◆ Exercise prompt: Please show every line in the entries below that includes the word "internally".

◆ Material shown:
PR #32, opened 2021-02-10
row factory proposal

dlax:
Following-up on the discussion on the ML, here's a proposal to add a row_factory argument to `connection.cursor()` allowing to return custom values for rows of the result set.
 
---
We add a row_factory keyword argument in connection.cursor() and cursor
classes that will be used to produce individual rows of the result set.

A RowFactory can be implemented as a class with a `__call__` method
accepting raw values and initialized with a cursor instance; the
RowFactory instance is created when results are available. Type
definitions for RowFactory (and its respective RowMaker) are defined as
callback protocols so as to allow user to define a row factory without
the need for writing a class.

The default row factory returns values unchanged.


dvarrazzo:
Thank you very much, really appreciated!

psycopg3/psycopg3/cursor.py
```diff
@@ -43,13 +44,17 @@
     execute = generators.execute
 
 
+def default_row_factory(cursor: Any) -> RowMaker:
```
dvarrazzo, line 47: Not sure how much it gets in the way with the type system, or how much a micro-optimisation it is, but I would rather avoid a Python call per row in case the client doesn't set a row factory. So maybe I wouldn't have a no-op default row-maker but rather a None and a `return self._make_row(t) if self._make_row else t` sort of thing.

psycopg3/psycopg3/cursor.py
```diff
@@ -364,6 +373,7 @@ def _execute_results(self, results: Sequence["PGresult"]) -> None:
 
         self._results = list(results)
         self.pgresult = results[0]
+        self._make_row = self._row_factory(self)
```
dvarrazzo, line 376: Need a test to verify it works ok and doesn't regress for queries returning multiple results.

psycopg3/psycopg3/cursor.py
```diff
@@ -478,7 +488,7 @@ def executemany(self, query: Query, params_seq: Sequence[Params]) -> None:
 
     def stream(
         self, query: Query, params: Optional[Params] = None
-    ) -> Iterator[Sequence[Any]]:
+    ) -> Iterator[Row]:
```
dvarrazzo, line 491: Nice TypeVar use! :)

psycopg3/psycopg3/cursor.py
```diff
@@ -487,9 +497,10 @@ def stream(
             while self._conn.wait(self._stream_fetchone_gen()):
                 rec = self._tx.load_row(0)
                 assert rec is not None
-                yield rec
+                assert self._make_row is not None
```
dvarrazzo, line 500: This is where I would "if not self._make_row" as commented above

psycopg3/psycopg3/cursor.py
```diff
@@ -516,19 +529,21 @@ def fetchmany(self, size: int = 0) -> Sequence[Sequence[Any]]:
...
         """
         Return all the remaining records from the current recordset.
         """
         self._check_result()
         assert self.pgresult
         records = self._tx.load_rows(self._pos, self.pgresult.ntuples)
         self._pos += self.pgresult.ntuples
-        return records
+        assert self._make_row is not None
+        return [self._make_row(r) for r in records]
```
dvarrazzo, line 544: `list(map(self_make_row, records))` is maybe more efficient (one lookup less per entry), and entirely avoidable with the default make_row.

psycopg3/psycopg3/proto.py
```diff
@@ -115,3 +116,18 @@ def load_sequence(
...
     def get_loader(self, oid: int, format: pq.Format) -> "Loader":
         ...
+
+
+# Row factories
+
+Row = TypeVar("Row")
+
+
+class RowMaker(Protocol):
```
dvarrazzo, line 126: Not sure about these names, but not that I have in mind better ones.

dvarrazzo (changes requested):
Thank you very much for this. I like the idea of having a factory function better than having a class.

A few items I think missing or worth a conversation:

- [ ] `copy ... to stdout` should make use of the same factory
- [x] the adapter makes use of cursors internally (for instance in `TypeInfo.fetch()` and subclasses): let's make sure they still work with customised adapters
- [x] `connection.execute()` might also use connection.row_factory
- [ ] should the `row_factory` attribute be writable?
- [ ] docs needed
- [ ] we should have a `psycopg3.rows` module exposing "obvious" row factories (dicts, namedtuple)

dlax:
@dvarrazzo thanks for the review. One thing before I get back to coding: how would you prefer changes to be made? By adding fixup commits (and then ultimately squashing them all) or by amending the one already there?

dvarrazzo:
Adding further commits to the branch is fine, thank you :) I don't think a final squash will be required either, if each commit is clean enough.

psycopg3/psycopg3/connection.py
```diff
@@ -448,15 +448,20 @@ def close(self) -> None:
         """Close the database connection."""
         self.pgconn.finish()
 
-    def cursor(self, name: str = "", binary: bool = False) -> "Cursor":
+    def cursor(
+        self,
+        name: str = "",
+        binary: bool = False,
+        row_factory: RowFactory = cursor.default_row_factory,
```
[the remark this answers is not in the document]
dlax: I change the default to `None` in commit "Make row factory optional"; I'll add the attribute to connection later on.

psycopg3/psycopg3/cursor.py
dlax: Done in commit "Make row factory optional" I just pushed; and dropped the `default_row_factory()` accordingly. This turns out to be `return self._make_row(t) if self._make_row else cast(Row, t)` in order to pass type checking but maybe there's another solution?

dvarrazzo: Not that I know. I tried dabbling with a factory_function cheating and returning None instead of a no-op callable but got nowhere.

If we cannot make mypy happy, while I'm ok to use `cast()`, probably a `# type: ignore` is good enough.

I was thinking just now that maybe it would be good to add a `row_factory` attribute to the `Transformer`, so that `load_row()` and `load_rows()` may return directly a `Row`? I think it would require to intervene in way less code paths. Or to give the transformer just a `RowMaker`.

dvarrazzo: ...The advantage of giving it a RowMaker is that we would still be able to create it in the cursor with a `self._tx.row_maker = self.row_factory(self)` at the right point.

dlax: I took my a bit of work, but I finally made this idea working. It's indeed cleaner (no change in cursor code, besides type annotations).

psycopg3/psycopg3/cursor.py
dlax: Done in commit 'Add tests for cursor's row_factory with nextset()'.

psycopg3_c/psycopg3_c/_psycopg3.pyi
```diff
@@ -22,6 +22,10 @@ class Transformer(proto.AdaptContext):
     @property
     def adapters(self) -> AdaptersMap: ...
     @property
+    def make_row(self) -> Optional[proto.RowMaker]: ...
+    @make_row.setter
+    def make_row(self, row_maker: proto.RowMaker) -> None: ...
```
dvarrazzo, line 27: It seems the setter might take a None as well?

psycopg3/psycopg3/cursor.py
dvarrazzo: Yes thank you: it does seem cleaner indeed! Now the row_maker is used in only two places and other code paths (e.g. copy) should already be able to make use of it. Looks good!

dvarrazzo:
I have merged to master the server-side cursors branch, merged master into this branch, solved the conflicts, and added a test that verifies the row factory works already with server side cursors too :)

tests/test_cursor_async.py
```diff
@@ -270,10 +270,9 @@ async def test_iter_stop(aconn):
 
 async def test_row_factory(aconn):
     def my_row_factory(cursor):
-        assert cursor.description is not None
-        titles = [c.name for c in cursor.description]
-
         def mkrow(values):
+            assert cursor.description is not None
+            titles = [c.name for c in cursor.description]
```
dvarrazzo: This change invalidates the test: the row_factory is not called again on pgresult switch in nextset() and this change hides it. Fixed in 7d341d0

dvarrazzo:
I merged from master again after making a change that affects your changeset. There is now a code path where the pgresult is updated in the transformer, but the loaders are not updated because it is guaranteed that the new result has exactly the same columns of the previous one. This happens in `stream()` in single-row mode (because every row is a new result from the same query) and on fetch in server-side cursor (because the output columns are fetched right after DECLARE). In these cases there is no need to update the transformer's row maker either (although now that I think about that I've fixed `stream()` but not the server-side cursor... and there is a small correction to do indeed, not depending on this branch)

tests/test_cursor_async.py
dlax: I made this change¹ because I was thinking that the row factory should in fact not be called again on `nextset()` but only the row maker should. In other words, I assumed that the "lifetime" of the row maker (the function returned by the row factory) was that of the cursor, whereas it should be that of a result set, if I understand correctly?

¹: and should have mentioned it, sorry

psycopg3_c/psycopg3_c/_psycopg3.pyi
dlax: That's correct. Fixed in dda10aabd4556a4121f89f8c3a9678fb21bdb1cd.

psycopg3/psycopg3/connection.py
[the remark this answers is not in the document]
dlax: > I think it would be good to have the row factory an attribute of the connection too, which would provide a connection default as a preference of the global default.

Done in f99461c835cb3c2effcd81042b0d98945201cb72.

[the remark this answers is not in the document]
dlax: Hm. The way it's done is not quite right, I'll rework that.

tests/test_cursor_async.py
dvarrazzo: I understand, no worries :) No, a cursor can manage more than one result in its lifetime: either using execute() more than once (which was already handled correctly), or using more than one query and scrolling them with `nextset()`: in these cases results are independent. The other case, the one I fixed in master and merge here, is that _sometimes_ it's guaranteed that the new result object has the same columns of the previous one (in `stream()` there is one result per row, in server-side cursors there is one result per `FETCH`), so I have created a code path where the per-columns-set initialisation is not repeated. I did it to to skip instantiating the `Loader` objects for the data conversion, but it's exactly the same code path we can use to e.g. avoiding creating a new NamedTuple class if the previous one was already good.

psycopg3/psycopg3/connection.py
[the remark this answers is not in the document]
dlax: Fixed in f4e874ca04acec37a37e46b9b6a228a463c0cf95 (replacing f99461c835cb3c2effcd81042b0d98945201cb72), hopefully.

dlax:
Back to the initial "todo" list:
> * `copy ... to stdout` should make use of the same factory

Still TODO.

> * the adapter makes use of cursors internally (for instance in `TypeInfo.fetch()` and subclasses): let's make sure they still work with customised adapters

Done in afd8bffbbd083174db546607b31c3d8879280b02 I think.

> * `connection.execute()` might also use connection.row_factory
> 
> * should the `row_factory` attribute be writable?

Both implemented.

> * docs needed

Haven't start this yet. Do you mean docstrings or docs/tutorial in rst?

> * we should have a `psycopg3.rows` module exposing "obvious" row factories (dicts, namedtuple)

I have started that (see https://github.com/dlax/psycopg3/commit/1f214215092d700d14c90ecbd0a90688348e0ce6, not in this branch); but I'm not sure how to handle namedtuple. Should we reuse psycopg2's approach (I only had a quick look)?

Let me know if there's anything else (or something I missed in other comments).

---

Unfortunately, I won't be available to work further on this next week (I'll be mostly on vacations), but I'll get back to this later on. Feel free to complete if you want to move quicker. Thanks.

dvarrazzo:
- I can deal with COPY myself: I'm more practical with that codebase
- as documentation I mean mostly the `.rst` public docs, examples, etc. I can deal with them too if you prefer.
- for namedtuples, the psycopg2 approach (using a lru cache) was necessary to limit the performance impact (see https://github.com/psycopg/psycopg2/issues/838). You are welcome to merge your branch containing `rows.py` in this one and I can use your `dict_row()` as a blueprint for a `namedtuple_row()`

Thank you very much for your work so far! if you confirm you are not about to add any more flesh to these points I will take over when I have time.

dlax:
I just pushed the commit about `rows.py`. I confirm I'm done now and you can take this over, thanks.

dlax:
I finally got back to this and added the documentation and a namedtuple row factory.

dvarrazzo:
Thank you! Both changesets look good!

I tried to write a small client program to use the factories and checked if mypy plays well with it. I have a few small changes around the objects exposed by the main packaged. Unfortunately it's pretty difficult to get type validation from the client: the cursor should be done parametric on two types (like `BaseCursor[ConnectionType, RowType]`) and it seems both difficult to use and very invasive. So I guess for the moment the types system is good enough, with its limitations.

About COPY support, I think rows cannot be applied there, because the COPY ... TO STDOUT information from the libpq is too limited (we can't have a fully populated `cursor.description`). However COPY TO as rows is a pretty specialised use case, you can use a query most of the time: I think we are good leaving that use case out.

So it seems we are feature complete with this! I'll take a final look at everything and at the rendered docs and I'll merge if you think we have done :) Further adjustments can be made in master or in other branches.

dvarrazzo:
Is there a specific reason to not make `cursor.row_factory` writable?

docs/connection.rst
```diff
@@ -56,11 +64,21 @@ The `!Connection` class
     .. autoattribute:: closed
         :annotation: bool
 
-    .. automethod:: cursor
 
-        Calling the method without a *name* creates a client-side cursor,
-        specifying a *name* crates a server-side cursor. See
-        :ref:`cursor-types` for the details.
+    .. method:: cursor(*, binary: bool = False, row_factory: Optional[RowFactory] = None) -> Cursor
+    .. method:: cursor(name: str, *, binary: bool = False, row_factory: Optional[RowFactory] = None) -> ServerCursor
```
dlax, line 69: I'm not sure about the intent of this change. As is, it seems to me that `conn.cursor(row_factory=None)` does not work anymore as a way to reset the row factory that's been defined in `connect()` or `conn.row_factory`.

For instance, this crashes:
```diff
diff --git a/tests/test_connection.py b/tests/test_connection.py
index 8ab62ee..8290c8b 100644
--- a/tests/test_connection.py
+++ b/tests/test_connection.py
@@ -498,7 +498,7 @@ def test_row_factory(dsn):
         cur.execute("select 1, 1, 2")
         assert cur.fetchall() == [{1, 2}]
 
-    with conn.cursor(row_factory=tuple_row) as cur:
+    with conn.cursor(row_factory=None) as cur:
         cur.execute("select 1, 1, 2")
         assert cur.fetchall() == [(1, 1, 2)]
```

psycopg3/psycopg3/proto.py
```diff
@@ -51,14 +51,12 @@
 
 
 class RowMaker(Protocol):
-    def __call__(self, __values: Sequence[Any]) -> Row:
+    def __call__(self, __values: Sequence[Any]) -> Any:
```
dlax, line 54: There was indeed a problem with this this type definition, as evidenced by mypy reporting an invalid argument type in `psycopg3.connect(row_factory=dict_row)` for instance. Not sure we can do better than `Any`, though... Or maybe this is a misusage of `TypeVar`? 

(Just thinking out load now, I keep thinking about that...)

dlax:
> Is there a specific reason to not make `cursor.row_factory` writable?

No. It could be, indeed.

docs/connection.rst
dvarrazzo: Yes, it crashes but just because it uses `my_row_factory`, which assumes values to be string. It fails exactly the same way as:
```diff
@@ -498,7 +498,7 @@ def test_row_factory(dsn):
         cur.execute("select 1, 1, 2")
         assert cur.fetchall() == [{1, 2}]
 
-    with conn.cursor(row_factory=tuple_row) as cur:
+    with conn.cursor() as cur:
         cur.execute("select 1, 1, 2")
         assert cur.fetchall() == [(1, 1, 2)]
```

The sense of that change is to give `None` the meaning of default: in `connect()` it means `tuple_row`, in `conn.cursor()` it means `conn.row_factory`. The value `None` itself is no more valid as `row_factory` attribute, which is no more `Optional`.

So now there is an explicit `tuple_row` which represents the default behaviour. It behaves _like_ `lambda cur: lambda t: t`, but it is actually defined as `lambda cur: None`, because `None` is valid as `Transformer.make_row`. This avoids the need of having a sentinel object and having the `conn.row_factory` non optional makes the paths a bit simpler - no if at every use. As performance is probably influential, calling a function returning a constant at every query is not a heavy thing as it would calling a function on any row (as it would be the case if the default row factory was `lambda cur: lambda t: t`. 

I had to relax the `RowFactory` signature to allow it to return `None`. But now that I am looking at the code we could also make `Transform.make_row` non-nullable and just define:

```python
# row.py

def tuple_factory(cur: Cursor) -> Callable[[Sequence[Any]], Tuple[Any, ...]]:
    return tuple
```

So they python transformer can just use it
```diff
@@ -38,7 +38,7 @@ class Transformer(AdaptContext):
     __module__ = "psycopg3.adapt"
     _adapters: "AdaptersMap"
     _pgresult: Optional["PGresult"] = None
-    make_row: Optional[RowMaker] = None
+    make_row: RowMaker = tuple
 
     def __init__(self, context: Optional[AdaptContext] = None):
 
@@ -174,17 +174,13 @@ class Transformer(AdaptContext):
 
         records: List[Row]
         records = [None] * (row1 - row0)  # type: ignore[list-item]
-        if self.make_row:
-            mkrow = self.make_row
-        else:
-            mkrow = tuple
         for row in range(row0, row1):
             record: List[Any] = [None] * self._nfields
             for col in range(self._nfields):
                 val = res.get_value(row, col)
                 if val is not None:
                     record[col] = self._row_loaders[col](val)
-            records[row - row0] = mkrow(record)
+            records[row - row0] = self.make_row(record)
 
         return records
``` 

and in the Pyrex code, to skip the no-op call, it can be:
```diff
index ce88491..261bde9 100644
--- a/psycopg3_c/psycopg3_c/_psycopg3/transform.pyx
+++ b/psycopg3_c/psycopg3_c/_psycopg3/transform.pyx
@@ -385,7 +385,7 @@ cdef class Transformer:
             Py_INCREF(pyval)
             PyTuple_SET_ITEM(record, col, pyval)
 
-        if self.make_row:
+        if self.make_row is not tuple:
             return self.make_row(record)
         return record
```

What do you think?

psycopg3_c/psycopg3_c/_psycopg3/transform.pyx
```diff
@@ -332,9 +342,11 @@ cdef class Transformer:
                     Py_INCREF(pyval)
                     PyTuple_SET_ITEM(<object>brecord, col, pyval)
 
+        if self.make_row:
+            return list(map(self.make_row, records))
```
dvarrazzo, line 346: Note to self: this doesn't generate good C: refactor

psycopg3_c/psycopg3_c/_psycopg3/transform.pyx
```diff
@@ -82,6 +83,7 @@ cdef class Transformer:
     cdef int _nfields, _ntuples
     cdef list _row_dumpers
     cdef list _row_loaders
+    cdef object _make_row
```
dvarrazzo, line 86: This can be a `cdef public object` and do without the `make_row` property

psycopg3/psycopg3/proto.py
dvarrazzo: I think we are stretching what mypy can do here. I have noticed that if you change `Row` definition it explodes a bit... I wouldn't dare touching it.

I suspect the cursor should be defined as a Generic on the Row too, but so the Connection should, and because the row can be changed at runtime maybe it's just not a thing you can do :)

dvarrazzo:
If you don't think these changes are terrible (the making row_cursor and then making make_row non optional) I can make them later, together with the other notes I took now that I looked better at the Cython code

docs/connection.rst
dlax: > The sense of that change is to give None the meaning of default [...]

I see now, thanks for explaining. It makes sense.

> But now that I am looking at the code we could also make Transform.make_row non-nullable and just define:
> ```python
> # row.py
> def tuple_factory(cur: Cursor) -> Callable[[Sequence[Any]], Tuple[Any, ...]]:
>     return tuple
> ```

This looks better, indeed.

dlax:
> If you don't think these changes are terrible (the making row_cursor and then making make_row non optional) I can make them later, together with the other notes I took now that I looked better at the Cython code

Ok; fine by me. Let me know if anything else is needed here.

docs/connection.rst
dvarrazzo: Done, and also made the attribute writable on the cursor

dvarrazzo:
Merged! Thank you very much @dlax !

dlax:
Excellent, thank you!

◆ Written response:
- [x] the adapter makes use of cursors internally (for instance in `TypeInfo.fetch()` and subclasses): let's make sure they still work with customised adapters
> * the adapter makes use of cursors internally (for instance in `TypeInfo.fetch()` and subclasses): let's make sure they still work with customised adapters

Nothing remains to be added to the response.